(Data excerpts)
◇ ◇ ◇ ◇ ◇

Issue #73, opened 2023-03-07
Support tensorflow and pytorch MLFlow model flavors


WillEngler:
_Short description_

Currently, `garden-ai model register` only works with scikit-learn models. But there are a lot of other model [flavors](https://mlflow.org/docs/latest/models.html#built-in-model-flavors) that we'd like to support. We'd like to start by adding pytorch and tensorflow. 

# Assumptions:
1. Users will bring their own ML libraries. It so happens that the garden PyPI package currently requires scikit-learn because it's a requirement of mlflow. But we probably should not make other ML libraries required for users to install the garden SDK.
2. We assume that users will train their models out of band of garden. They will have a serialized version of the model on their local filesystem in whatever the common serialization format for the library they're using.
3. It will be ok for some internal code organization to change. For example, the GardenClient's log_model method currently doesn't even take an argument for the kind of ML Flow flavor it's dealing with.

# Acceptance Criteria
Given an authenticated user and a pytorch model , when I run `garden-ai model register "model-name" "/model/path" "pytorch"`, then the model gets uploaded to Garden's ML Flow instance. Ditto for tensorflow.

WillEngler:
Closed by #100 and #101

PR #100, opened 2023-04-01
Tensor & PyTorch support

steve-barnard:
Related Issue: #73 

## Overview

This PR is to provide initial functionality to allow a successful upload of models built in the PyTorch or TensorFlow flavor.
Example CLI arguments:
 - `garden-ai model register Steves-testTF-model ../garden-flavor-test/savedtf/ tensorflow`
 - `garden-ai model register Steves-testPT-model ../garden-flavor-test/pytorchtest1.pt pytorch `

## Discussion

The methods employed include the usage of the base library (pytorch or tensorflow) to enable loading of the serialized object subsequent to using the matching flavor of ML Flow to then log the model to the garden MLFLow URI. 

This PR also has the following changes:
- added .vscode/settings.json to .gitignore
- garden_ai/app/model.py
    - added exists check for model_path typer arguments
    - added dir_okay for model_path typer arguments (needed for tensorflow)
    - updated help text for model path and extra_pip_requirements
    - updated the rich text to raise a typer.BadParameter to allow the CLI to exit rather than sit and require manual abort that existed with the rich text alone
    - added flavor as a parameter
- garden_ai/client.py
    - added flavor parameter to log_model method
- garden_ai/mlmodel.py
    - imported torch and tensorflow needed for loading serialized versions.
    - added code to ignore a cpu vs gpu informational warning from tensorflow; hence the flake ignore of E402 for the import of tensorflow after a line of code
    - added the flavor parameter to ModelUploadException class
    - updated docstring
    - created conditional upload based on model flavor, could look into switch case potentially in the future.
        - also checks that the model is in the proper file/dir required for the flavor
    - updated the `model_full_name` in the Model method to align with the other references in the code to model name so that all match to `full_model_name`.
- test/integrations/test_mlflow.py
    - created a fixture for pytorch toy model
    - created a test that follows the sklearn scaffolding for pytorch but seems to have an issue with downloading the model (to be investigated as noted below in the testing section)
    - if this testing issue for pytorch is rectified, then it should be easy to continue to add testing support for further flavors, but I most likely need assistance to confirm this PR is properly uploading and that there are no further errors introduced in the changes listed above.

## Testing

To test simply apply the same structure above (the CLI args) and have a model saved according to one of the flavors [tensorflow](https://www.tensorflow.org/tutorials/keras/save_and_load#save_the_entire_model) via model.save(model_path) (which requires a directory, unless an HDF5 file) or [pytorch](https://pytorch.org/docs/stable/generated/torch.save.html?highlight=save#torch.save) via torch.save(model_path).

At this time I have reverted the parametrized unit tests which created toy models for the tensorflow and pytorch models; however due to the added complexity and many variables that could go into said models when compared to a serialized toy sklearn model parameterized tests might not be the way to go here. I feel this warrants further discussion on how to best test the full functionality and if models require additional parameters such as signatures and other items identified in the mlflow.flavor.log_model() documentations. 

[pytorch - log_model() docs](https://mlflow.org/docs/latest/python_api/mlflow.tensorflow.html#mlflow.tensorflow.log_model) & [tensorflow - log_model() docs](https://mlflow.org/docs/latest/python_api/mlflow.tensorflow.html#mlflow.tensorflow.log_model)

For now, I have a test for the pytorch model that should work as a template, however there seemed to be issues I could not debug 
Exact error: `RuntimeError: PytorchStreamReader failed reading zip archive: invalid header or archive is corrupted`
(the pytorch model was failing at unzipping, this could be an issue with me attempting to download the Model [via Model(full_model_name)] and should be investigated further - perhaps a new issue created if this failure continues with other models/systems/users to rule out my exact circumstances) Steps to reproduce are to run the pytests for test_mlflow.py sklearn should pass and pytorch should fail.

----
:books: Documentation preview :books:: https://garden-ai--100.org.readthedocs.build/en/100/

### DIFF
--- a/.gitignore
+++ b/.gitignore
@@ -131,3 +131,4 @@ dmypy.json
 /.dir-locals.el
 /.DS_Store
 /.github/.DS_Store
+.vscode/settings.json
--- a/docs/quickstart.rst
+++ b/docs/quickstart.rst
@@ -16,7 +16,7 @@ If you have it, we recommend installing the CLI with `pipx`_.::
 
 You should then be able to see the following: ::
 
-    $ garden create --help
+    $ garden-ai garden create --help
 
     Usage: garden create [OPTIONS] [DIRECTORY]
 
@@ -73,7 +73,7 @@ which you can paste in your terminal window. This will generate credentials in
 your home directory, so you shouldn't need to repeat this step as the same user
 on the same computer. Here's what that might look like: ::
 
-    $ garden create --title=...  # etc
+    $ garden-ai garden create --title=...  # etc
 
     Authenticating with Globus in your default web browser:
 
--- a/garden_ai/app/model.py
+++ b/garden_ai/app/model.py
@@ -36,7 +36,7 @@ def register(
         "sklearn",
         help=(
             "What ML library did you make the model with? "
-            "Currently we just support sklearn."
+            "Currently we support the following flavors 'sklearn', 'tensorflow', and 'pytorch'."
         ),
     ),
     extra_pip_requirements: Optional[List[str]] = typer.Option(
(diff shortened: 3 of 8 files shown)


WillEngler:
This is fantastic. Thank you for the well-researched and tested contribution. I also appreciate the open questions and next steps in the PR description. Even with some of the snags you've described I'd like to err on the side of getting this merged in quickly to avoid drift and merge conflicts.

Right now I think the only "issue" is the torch and keras imports at module scope in some of the files. (Like [this](https://github.com/Garden-AI/garden/pull/100/files#diff-b745ba2b6f5b08e4c7b75ba670e27f1be6cb290b8dadf65175465faa4a3794e1R9)). For now we can just make torch and keras dependencies in pyproject.toml. But before declaring victory on V0 we'll probably want to go back and make them optional and only import them when a user is dealing with that specific library.

(It so happens that scikit-learn is a requirement of the MLFlow client so we've gotten away with assuming that all users have that installed. Hence the top-level `sklearn` imports. So we didn't have any pattern established for this and I didn't think to mention it when we were scoping the ticket, my bad.)

I know you're traveling for a while so I'll probably try and do the extra fiddly work to get this PR in this week. Thank you @steve-barnard!

WillEngler:
I made some little test and import tweaks on #101 and pulled this in. Thanks again Steve!

Yeah, for now just going with conditional imports based on the flavor argument. I think we'll probably want to add them as optional requirements in pyproject.toml for easy dev setup and to be able to run tests in CI that use them. But for now I just pulled in what you had.

Issue #40, opened 2023-01-10
Execute Registered Pipeline


BenGalewsky:
_As a Garden User I want to execute a funcx-registered Pipeline so I can execute it remotely, on a known endpoint, and obtain the correct output from local inputs_

# Description
Look up the funcX function ID from the database.json
Endpoint UUID will be defaulted. Baked into the client code.
Calls funcx.run
Block on the task completing

```python
wine_pipeline("All day rose", endpoint="123-45-56")
```

# Assumptions:
1. Container has been built and registered with funcX (#89)
2. Pipeline function has been registered with funcX (#51)
4. `Pipeline.__call__` will have a keyword argument for the endpoint uuid

# Acceptance Criteria
Given I have published a model When I invoke the pipeline (`__call__` magic method) Then a funcX task will be executed on the endpoint that returns my expected results

OwenPriceSkelly:
see: https://github.com/funcx-faas/funcX/pull/1083

PR #103, opened 2023-04-07
Monkeypatch FuncX client to get around clientside serialization bug

WillEngler:
Temporary expedient to unblock #40

## Overview

The FuncX client currently can't handle the way Garden composes functions together. (It effectively only serializes the top level function but leaves out the functions being composed.) This PR uses the idea @OwenPriceSkelly has proposed to the FuncX team as a proper fix.

## Discussion

Hopefully this will be around for a month tops until the fix gets into FuncX.

## Testing

I tested this on Owen's WIP remote execution branch. Without the monkeypatch I got the telltale KeyError at execution time. (See error report in Owen's PR: https://github.com/funcx-faas/funcX/pull/1083) With the monkeypatch included we get past that error and hit our pipeline code. 

----
:books: Documentation preview :books:: https://garden-ai--103.org.readthedocs.build/en/103/

### DIFF
--- a/garden_ai/client.py
+++ b/garden_ai/client.py
@@ -32,7 +32,7 @@ from garden_ai.mlflow_bandaid.binary_header_provider import (
     BinaryContentTypeHeaderProvider,
 )
 from mlflow.tracking.request_header.registry import _request_header_provider_registry  # type: ignore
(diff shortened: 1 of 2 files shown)


OwenPriceSkelly (approved):
lgtm! 🙈

PR #108, opened 2023-04-12
keep up with funcx -> globus-compute rebrand

OwenPriceSkelly:
## Overview

This looks big, but just renames all our references to funcx now that funcx is Globus-Compute™️

## Discussion

I erred on the side of renaming stuff like `funcx_*` to `compute_*` rather than `globus_compute_*`, so a few variable names might look a little odd. 

Also, the funcx rebrand changed `FuncXClient` to just `Client`; we might prefer to tweak those imports so that it reads `globus_compute_sdk.Client` in our codebase instead of `Client`.

## Testing

Made sure the usual tests passed after the refactor

----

◇ ◇ ◇ ◇ ◇

#### What to work on
Give the number of lines in the data that contain the word "opened", and add no other text.

#### Finished exercise
5